From the early 15th century bowls were made of any hard wood. Later lignum vitae, a very dense wood, became the material of choice after its discovery in the 16th century by Santo Domingo.
Having started off as spheres (or shaped as near spherical as could be crafted), at some point several hundred years ago lawn bowls acquired their off-centre bias that gives them a curved trajectory. The traditional, probably apocryphal, explanation of the inclusion of bias in a bowl is that it was introduced inadvertently in 1522 by Charles Brandon, the Duke of Suffolk. At a high society bowls match in Goole, Yorkshire, his bowl split in two after striking other bowls. Apparently he was so keen to continue playing that he sawed the finial or knob off of a stairway banister post as a replacement. The flat side of the knob caused it to roll with a bias and he experimented by curving his bowl around others. The word spread and biased bowls gradually came into use.
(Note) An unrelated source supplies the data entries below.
PR #1605, opened 2022-01-19
fix(rpc): Supports RPC calls for new identifier CustomResource

ankk13:
this identifier is introduced in BlobInfo and Result structs


rpc/common/service.proto
```diff
@@ -128,3 +128,10 @@ message CVSS {
   double v2_score  = 3;
   double v3_score  = 4;
 }
+
+message CustomResource {
+  string                 type     = 1;
+  string                 filepath = 2;
+  Layer                  layer    = 3;
+  google.protobuf.Value  info     = 4;
```
knqyf263, line 136: `data`, `value`, `content` or something like that may be better.

rpc/cache/service.proto
```diff
@@ -58,3 +59,11 @@ message MissingBlobsResponse {
...
   repeated string missing_blob_ids = 2;
 }
+
+message GetBlobRequest {
+  string blob_id = 1;
+}
+
+message GetBlobResponse {
+  BlobInfo blob_info = 1;
+}
```
knqyf263, line 69: What are they for?

knqyf263 (commented):
Please resolve conflicts.

rpc/common/service.proto
ankk13: I will change it to data

rpc/cache/service.proto
ankk13: For new remote cache implementation, I wanted to expose getblob, to support local applylayers. But it is not needed now. Will remove it.

rpc/cache/service.pb.go
```diff
@@ -1,7 +1,7 @@
 // Code generated by protoc-gen-go. DO NOT EDIT.
 // versions:
 // 	protoc-gen-go v1.27.1
-// 	protoc        v3.19.4
+// 	protoc        v3.19.1
```
knqyf263, line 4: We probably should update the version to 3.19.4.
https://github.com/aquasecurity/trivy/blob/3b0b2ed4ce481c7f058d47b0f128c906fb91a958/Dockerfile.protoc#L4

rpc/common/service.proto
```diff
@@ -128,3 +128,10 @@ message CVSS {
   double v2_score  = 3;
   double v3_score  = 4;
 }
+
+message CustomResource {
+  string                 type     = 1;
+  string                 filepath = 2;
```
knqyf263, line 134: Please be aligned with other fields.
https://github.com/aquasecurity/trivy/blob/d1c352461ae658aabe1c026d8c0be4ff1ded6ee7/rpc/common/service.proto#L17
https://github.com/aquasecurity/trivy/blob/d1c352461ae658aabe1c026d8c0be4ff1ded6ee7/rpc/common/service.proto#L23
https://github.com/aquasecurity/trivy/blob/d1c352461ae658aabe1c026d8c0be4ff1ded6ee7/rpc/common/service.proto#L53

rpc/cache/service.proto
```diff
@@ -37,6 +37,7 @@ message BlobInfo {
   repeated string                  whiteout_files    = 6;
   string                           digest            = 7;
   string                           diff_id           = 8;
+  repeated common.CustomResource custom_resources    = 10;
```
knqyf263, line 40: The indent is broken

rpc/common/service.proto
```diff
@@ -128,3 +128,11 @@ message CVSS {
   double v2_score  = 3;
   double v3_score  = 4;
 }
+
+message CustomResource {
+  string type      = 1;
+  string file_path = 2;
+  Layer  layer     = 3;
+
```
knqyf263, line 136: unknown newline

knqyf263 (changes requested):

rpc/cache/service.proto
ankk13: `make fmt` is aligning as above

knqyf263: OK, then.

knqyf263 (approved):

Probably the most famous lawn bowls story concerns Sir Francis Drake and the Spanish Armada. Drake was bowling at Plymouth on 19 July 1588 when he was notified that the Spanish Armada had been sighted. He reputedly replied "There is plenty of time to win the game and thrash the Spaniards too." He then proceeded to do just that, finishing his match and then leading the British Navy to victory over the Armada. Whether this event actually took place and, perhaps more importantly, whether Drake won his bowls match, are matters of some conjecture.
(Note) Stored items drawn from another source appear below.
PR #1632, opened 2022-01-27
feat(list-all-pkgs option): added warning about using format other than json

DmitriyLewen:
## Description
Added a warning if the user specifies `--list-all-pkgs` with an option other than `--format json`. 

## Checklist
- [ ] I've read the [guidelines for contributing](../CONTRIBUTING.md) to this repository.
- [ ] I've followed the [conventions](../CONTRIBUTING.md#title) in the PR title.
- [ ] I've updated the [documentation](../docs) with the relevant information (if needed).

### DIFF
--- a/pkg/commands/artifact/run.go
+++ b/pkg/commands/artifact/run.go
@@ -83,6 +83,7 @@ func runWithTimeout(ctx context.Context, opt Option, initializeScanner Initializ
 		OutputTemplate:     opt.Template,
 		IncludeNonFailures: opt.IncludeNonFailures,
 		Trace:              opt.Trace,
+		ListAllPkgs:        opt.ListAllPkgs,
 	}); err != nil {
 		return xerrors.Errorf("unable to write results: %w", err)
 	}
--- a/pkg/report/writer.go
+++ b/pkg/report/writer.go
@@ -102,11 +102,19 @@ type Option struct {
 	// For misconfigurations
 	IncludeNonFailures bool
 	Trace              bool
+	ListAllPkgs        bool
 }
 
 // Write writes the result to output, format as passed in argument
 func Write(report Report, option Option) error {
 	var writer Writer
+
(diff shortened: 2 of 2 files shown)


knqyf263 (changes requested):
Can we add this check here?
https://github.com/aquasecurity/trivy/blob/1c9ccb5e03b2b84f12aee0b96042e873fafcc64c/pkg/commands/artifact/option.go#L58
https://github.com/aquasecurity/trivy/blob/1c9ccb5e03b2b84f12aee0b96042e873fafcc64c/pkg/commands/client/option.go#L75

DmitriyLewen:
Done

pkg/commands/artifact/option.go
```diff
@@ -56,6 +57,12 @@ func (c *Option) Init() error {
 		return err
 	}
 
+	//--list-all-pkgs option is available only with --format json.
```
AndreyLevchenko, line 60: there is an `artifact/option_test.go`. Could you add tests to that file

pkg/commands/client/option.go
```diff
@@ -77,6 +78,12 @@ func (c *Option) Init() (err error) {
 		return err
 	}
 
+	//--list-all-pkgs option is available only with --format json.
+	// If user specifies --list-all-pkgs with other than --format json, we should warn it.
+	if c.ListAllPkgs && c.Format != "json" {
```
AndreyLevchenko, line 83: same note as above

AndreyLevchenko (changes requested):

pkg/commands/artifact/option.go
DmitriyLewen: Done

pkg/commands/client/option.go
DmitriyLewen: Done

AndreyLevchenko (approved):

PR #1722, opened 2022-02-14
feat(report): considering App.Writer when printing results

### LINKED ISSUE #1721: Change default os.Stdout output when using Trivy directly from Go project
I am calling Trivy directly from my Go project the following way:

```
	app := commands.NewApp(version)
	app.Run([]string{"trivy", "image", "--format", "json", "python:3.4-alpine"})
```

I would like to be able to set the Writer in the struct `cli.App` (received by `commands.NewApp`) and supply a different Writer rather than the default os.Stdout.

Lawn bowling, or bowls has much literary and historical claim to of being the ‘Sport of Kings’ before horse racing claimed that title. From the time of Edward III, the game was restricted to “Noblemen and others having manors or lands” by royal decree. However, despite this restriction, no serious effort was made to enforce the ban. As a seasonal act of goodwill King Henry III, who installed bowling greens at Whitehall, permitted the common people to play on Christmas Day. Almost every English monarch was a bowler and the royal estates were equipped with fine bowling greens including one that has been a permanent fixture at Windsor Castle.
Both King James I and his son King Charles I were ardent bowlers and reputed to have enjoyed playing for high stakes. King James I issued a publication called ‘The Book of Sports’ in which, although he condemned football and golf, he encouraged the playing of bowls. King Charles, according to bowling tradition, lost over £5,000 in one encounter with a Barking Hill merchant named Richard Shute. Not only men bowled: Anne Boleyn was a bowler, as were many noblewomen, including Queen Elizabeth I and Queen Victoria. Edward VIII, later the Duke of Windsor, was president of the Royal Household Bowling club of Windsor Castle. His brother, King George VI, was an enthusiastic bowler and patron of the English Bowling Association.
At times bowls was so popular in England and France that it was prohibited by law for reasons of national security because the essential skill of archery was being neglected. King Charles IV of France prohibited the game for 'the common people' in 1319, and King Edward III issued a similar edict in England in 1361.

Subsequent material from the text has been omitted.